Listed below are the four iron parameters and the recommended levels for RLS patients.
Serum (total) iron: greater than 60 ug/dL
Per cent iron saturation: 16% or greater
Total Iron Binding Capacity (TIBC): less than 400 ug/dL
Serum ferritin: at least 100 ng/ml (some patients may need much higher, even 200-300)
NOTES:
1. Blood must be drawn from a patient for these 4 tests after a morning fast. The reason for this is that the serum iron varies widely with food. This number is used to calculate the per cent iron saturation. Testing without fasting may result in two of the four results being inaccurate.
2. All four tests must be within the given ranges for RLS patients per the Johns Hopkins guidelines.
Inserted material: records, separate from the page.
Issue #1488, opened 2024-11-06
`cirq.unitary` fails for bloq with `And` followed by `And^dagger`


anurudhp:
```py
from qualtran import Bloq, Signature
from qualtran.bloqs.mcmt import And
from qualtran.cirq_interop import BloqAsCirqGate

@attrs.frozen
class MyBloq(Bloq):
    @property
    def signature(self):
        return Signature.build(a=1, b=1)

    def build_composite_bloq(self, bb, a, b):
        [a, b], c = bb.add(And(), ctrl=[a, b])
        [a, b] = bb.add(And().adjoint(), ctrl=[a, b], target=c)
        return dict(a=a, b=b)

MyBloq().tensor_contract() # works
cirq.unitary(BloqAsCirqGate(MyBloq())) # fails
```

```
TypeError: cirq.unitary failed. Value doesn't have a (non-parameterized) unitary effect.

type: <class 'qualtran.cirq_interop._bloq_to_cirq.BloqAsCirqGate'>
value: BloqAsCirqGate(MyBloq)
```

mpharrigan:
What's the expected behavior? And^dag doesn't have a unitary effect. The tensor contraction projects the target into the zero state, which isn't physical -- but keeps everything in state-vector-land

anurudhp:
There are bloqs which use `And` in compute-uncompute pairs, which then fails with the cirq simulator (even state vector). I think some old `GateWithRegisters` code return a `cirq.ControlledGate` in some cases, but newer bloq code using `BloqAsCirqGate` or `ControlledViaAnd` does not always do this.

Ideally it would be good if such cases (compute-uncompute pairs) can work with the cirq simulators as expected.

mpharrigan:
It's tricky because And^dag is **not** a unitary operation. If we want to treat pairs of compute-uncompute, we'd need to have a mechanism for grouping such pairs of bloqs

mpharrigan:
The issue as written is fixed, but see #1763 for follow-on issues

PR #1490, opened 2024-11-07
cleanup remaining uses of old control specialization interface

anurudhp:
Removes the finally uses of the old `SpecializedSingleQubitControlledExtension` interface in favour of the new interface from #1451.

For controlled versions of `LCUBlockEncoding`, `SelectBlockEncoding` etc, do not update the subbloqs to controlled. Instead, use the appropriate subbloq/controlled-subbloq when decomposing/building call graph.


anurudhp:
@fdmalone

qualtran/bloqs/multiplexers/select_pauli_lcu.py
```diff
@@ -142,6 +142,9 @@ def get_ctrl_system(self, ctrl_spec: 'CtrlSpec') -> Tuple['Bloq', 'AddControlled
     def adjoint(self) -> 'Bloq':
         return self
 
+    def _has_unitary_(self):
```
fdmalone, line 145: Why is this necessary in this PR?

qualtran/bloqs/mean_estimation/mean_estimation_operator_test.py
```diff
@@ -63,7 +62,7 @@ class BernoulliEncoder(SelectOracle, SpecializedSingleQubitControlledExtension):
 
     @cached_property
     def control_registers(self) -> Tuple[Register, ...]:
-        return () if self.control_val is None else (Register('control', QBit()),)
+        return ()
```
fdmalone, line 65: Do we need to keep around this property if it's just empty? (I missed the older PRs so probably need to read those)

fdmalone (approved):
LGTM

qualtran/bloqs/mean_estimation/mean_estimation_operator_test.py
anurudhp: `SelectOracle` has this as an abstract property, but as there's no special controlled version I just return `()`.

Ideally the select/prepare interfaces should be updated to the newer `BlockEncoding` style interfaces (would be a major refactor), but as of now as callees use `.control_registers`, I'm keeping it as-is.

qualtran/bloqs/multiplexers/select_pauli_lcu.py
anurudhp: `cirq.has_unitary` fails to realize that this is unitary because when it decomposes, it gets `And^dagger` gates which aren't unitary (#1488)

mpharrigan (approved):
nice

If even ONE test is out of limits the iron status may be severely low enough that the symptoms will continue.
3. Oral iron may provide some relief from symptoms, but it must be taken on an empty stomach and most iron "supplements" do not contain enough iron to move the numbers. The standard oral iron is ferrous sulfate 325 mg, taken with vitamin C 500 mg to aid absorption. However, many people will experience GI issues such as constipation. But it is a starting point and it often works somewhat. (Drug store iron supplements may provide temporary relief, but they do not contain enough iron for RLS patients. Also, make sure you tell your doctor that you are self-medicating with iron - s/he needs to know this.)
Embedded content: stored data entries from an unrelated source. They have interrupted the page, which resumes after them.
PR #1492, opened 2024-11-10
Deprecate `MultiControlPauli`

### LINKED ISSUE #914: MultiControlPauli improvements

anurudhp:
All users now use the derived `MultiControlX` or `MultiControlZ` instead. I've kept the class around as it has a simpler interface (list of control bits instead of a CtrlSpec), and also supports zero controls (#679).

Fixes #914


anurudhp:
@mpharrigan ptal

mpharrigan:
usually, we'd keep the name as-is and use the `warnings.warn(..., DeprecationWarning)` thing to show that it's deprecated

mpharrigan (approved):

4. The preferred treatment for low iron status in RLS patients is intravenous (IV) iron. It is completely safe when done at an infusion center by competent staff and it is indicated for anemic patients often.
5. Almost no primary care physicians (family doctors or 'consultants') have any idea or knowledge about the RLS-iron connection. You may need to be prepared for pushback or even total denial about this. If this occurs, ask for a referral to a knowledgeable RLS physician.
6. Feel free to ask about iron, but your best source is always (hopefully) your doctor.